Kategori: Arkeoloji ve Sanat Haberleri  |  Yorum: 0 yorum

etiketler  Antik MısırFetüsİkizMumya



Antik Mısırlı Genç Kız, İkiz Bebek Doğururken Ölmüş

Ancak aradan geçen bir yüzyıl sonra araştırmacılar, bu sefer mumyanın göğsüne yerleşmiş ikinci bir fetüs keşfettiler.

 

Begüm Bozoğlu - www.arkeofili.com

 

Bacaklarının arasında ve göğüs boşluğunda birer fetüs olan antik Mısır mumyası, annenin ikiz doğururken öldüğünü gösteriyor. 

 

 

1908 kazı alanı notlarından alınan resimler, mumyanın oyulmuş karnını ve leğen kemiği boşluğundaki bir fetüsün kafasını göstermektedir. (C: Margolis and Hunt, 2023)

Yapılan yeni bir çalışmaya göre, antik Mısırlı genç bir kızın başsız mumyasında bulanan doğmamış fetüs kalıntıları, genç kızın ikiz bebek doğururken öldüğünü doğruluyor.

Arkeologlar 1908 yılında mumyanın sargılarını çözdüğünde, sarılı bir fetüs ve mumyanın bacakları arasına sıkıştırılmış plasenta kalıntılarını keşfettiler. O döneme ait kazı notları, araştırmacıların fetüsün, Geç Hanedanlık (MÖ 712-332) ile Kıpti dönemi (MS 395-642) arasında eski Mısır’da yaşayan, 14 ila 17 yaşları arasındaki mumyalanmış dişi bireyle ilişkili olduğu sonucuna vardığını ortaya koyuyor. Annenin karnı kesildiğinde, fetüsün kafatasının doğum kanalına sıkışmış olduğu anlaşıldı; bu da annenin doğum sırasında yaşanan komplikasyonlar nedeniyle öldüğünü gösteriyordu. 

Ancak aradan geçen bir yüzyıl sonra araştırmacılar, bu sefer mumyanın göğsüne yerleşmiş ikinci bir fetüs keşfettiler.

Araştırmanın başyazarı olan, ABD merkezli bağımsız arkeolog Francine Margolis’e göre, mumya, türünün keşfedilen ilk örneğiydi. Arkeolojik kayıtlarda doğum sırasında ölen pek çok kadın cenazesi bulunmasına rağmen Mısır’da hiç bulunamamıştı.

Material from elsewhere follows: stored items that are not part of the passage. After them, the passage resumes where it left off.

PR #2436, opened 2022-02-24
Fix doc

jmccl:
Based on where the file is actually put when running through the tutorial.

### DIFF
--- a/docs/content/examples/tutorials/basic-installation.md
+++ b/docs/content/examples/tutorials/basic-installation.md
@@ -95,7 +95,7 @@ In this setup `docker-mailserver` is not intended to receive email externally, s
 
 5. [Generate DKIM keys][docs-dkim] for your domain via `./setup.sh config dkim`.
 
-    Copy the content of the file `docker-data/dms/config/opendkim/keys/example.com/mail.txt` and add it to your DNS records as a TXT like SPF was handled above.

2021’de araştırmacılar hamile bir Mısırlı mumyanın keşfedildiğini duyurduğunda diğer uzmanlar sonuçlara itiraz etmiş ve 2022’de yapılan bir çalışmada kadının öldüğünde hamile olmadığı sonucuna varılmıştı.

 

1908 yılında keşfedilen antik Mısır mumyasının bacakları arasında bir fetüs keşfedildi. (C: Margolis ve Hunt, 2023)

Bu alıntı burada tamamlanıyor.